Frequently Asked Questions
Can I use a UV lamp to speed up epoxy resin curing? No. UV light has no effect on epoxy resin. The two curing processes are chemically different. Epoxy cures through a reaction between the resin base and the hardener, which occurs at room temperature over time. UV light isn't part of that process. Running epoxy under a UV lamp for longer will not change the result.
Why does my resin stay tacky even after curing under a UV lamp? Two possible causes. Either your resin is epoxy rather than UV resin, in which case the lamp can't cure it at all, or your lamp wattage is too low for the size of your pour. A 6-watt or 9-watt lamp is designed for nail-sized surfaces. Pendant-scale work needs at least 36 watts. Check your resin type first, then check your lamp wattage.

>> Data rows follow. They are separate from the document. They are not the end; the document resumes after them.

Issue #177, opened 2020-07-29
burndelay and shockdelay 0 causes game to crash


MoonPadUSer:
when turning `burndelay` to 0 the game will crash when you start burning.

MoonPadUSer:
The line that crashes the game seems to be
src/game/game.cpp:941
`float fluc = float(millis%burndelay)*(0.25f+0.03f)/burndelay;`

MoonPadUSer:
Just found another line that causes it too
src/game/game.cpp:3614
`else pc *= 0.75f+(float(millis%burndelay)/float(burndelay*4));`

MoonPadUSer:
another one:
src/game/hud.cpp:3289
` float pc = interval >= burntime-500 ? 1.f+(interval-(burntime-500))/500.f : (interval%burndelay)/float(burndelay/2); if(pc > 1.f) pc = 2.f-pc;`

MoonPadUSer:
I'll use std::max(burndelay, 1) instead of burndelay everywhere it's used to divide, then I'll add a comment `When playing on servers with older version, this value can be overriden to be 0, thus add a check to prevent division by 0`

robalni:
It's the same with shockdelay.

MoonPadUSer:
I'll make a separate PR for fixing shockdelay

PR #179, opened 2020-07-29
Fix game crash when burndelay is 0 bug

MoonPadUSer:
Setting the `burndelay` variable to `0` crashes the game. To fix this we can't just set `burndelay` min to `1` because servers that don't have the patch, will just override it, therefore I had to use temp vars like `_burndelay = std::max(burndelay, 1);`

Closes: #177

### DIFF
--- a/src/game/game.cpp
+++ b/src/game/game.cpp
@@ -3615,7 +3615,7 @@ namespace game
             // When playing on servers with an older version, burndelay can be 0, thus add a check to prevent division by 0
             int _burndelay = std::max(burndelay, 1);
             if(burntime - millis < _burndelay) pc *= float(burntime - millis) / _burndelay;
-            else pc *= 0.75f + (float(millis % _burndelay) / float(_burndelay * 4);
+            else pc *= 0.75f + (float(millis % _burndelay) / float(_burndelay * 4));
             vec pos = vec(d->center()).sub(vec(rnd(11)-5, rnd(11)-5, rnd(5)-2).mul(pc));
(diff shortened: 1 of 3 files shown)


voidanix:
`shockdelay` suffers from the same issue, while you are at it consider taking a look there too

MoonPadUSer:
> `shockdelay` suffers from the same issue, while you are at it consider taking a look there too

I just made PR #182 :)

src/game/game.cpp
```diff
@@ -935,10 +935,12 @@ namespace game
                     int millis = lastmillis-d->lastres[WR_BURN];
                     size_t seed = size_t(d) + (millis/50);
                     float pc = 1, amt = (millis%50)/50.0f, intensity = 0.75f+(detrnd(seed, 25)*(1-amt) + detrnd(seed + 1, 25)*amt)/100.f;
-                    if(burntime-millis < burndelay) pc *= float(burntime-millis)/float(burndelay);
+                    // When playing on servers with an older version, burndelay can be 0, thus add a check to prevent division by 0
```
TheAssassin, line 938: The comment is very long, and this is not a check you just enforce a lower boundary.

```suggestion
                    // avoid division by zero by enforcing new lower boundary
```

src/game/game.cpp
```diff
@@ -935,10 +935,12 @@ namespace game
...
+                    int _burndelay = std::max(burndelay, 1);
```
TheAssassin, line 939: The `_` prefix is preserved for standard-specified things (as per the ISO C standard) IIRC. Please rename.

MoonPadUSer: to what?

MoonPadUSer: ok, changed them to `fixed_burndelay`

What's the best resin for pendants if I'm just starting out? UV resin is the more beginner-friendly starting point for pendant jewelry. The cure is fast, there's no mixing involved, and a bad pour shows itself in under two minutes. That immediate feedback makes it easier to adjust and improve. Once your process is consistent, epoxy becomes worth learning for larger or deeper work.
Is craft resin the same as UV resin? Not necessarily. “Craft resin” is a category label, not a specification. It can refer to UV resin, epoxy resin, or a kit that bundles both. The only reliable way to identify what you have is to check the bottle itself. Single bottle, no mixing ratio: UV resin. Two bottles or a mixing ratio: epoxy.
How do I know if my starter kit lamp is strong enough? Check the wattage printed on the lamp. If it's under 24 watts, it's not adequate for pendant-scale resin work regardless of what the kit claims. The minimum effective wattage for curing UV resin in jewelry settings is 36 watts. Most starter kit lamps are designed for nail gel and run 6 to 9 watts.
Does UV resin work in silicone molds? Yes, UV resin works in silicone molds, but depth matters. UV light needs to penetrate the full depth of the pour to cure it completely. For pours deeper than about 3mm, you'll get a cured surface with uncured resin underneath. Pour in thin layers and cure each layer before adding the next.
What happens if I mix epoxy resin at the wrong ratio? The resin won't cure correctly. Off-ratio mixing produces a pour that stays soft, sticky, or flexible indefinitely. The ratio isn't a guideline. It's the specification the chemistry requires. Use a scale or measured cups, follow the manufacturer's ratio exactly, and mix thoroughly before pouring.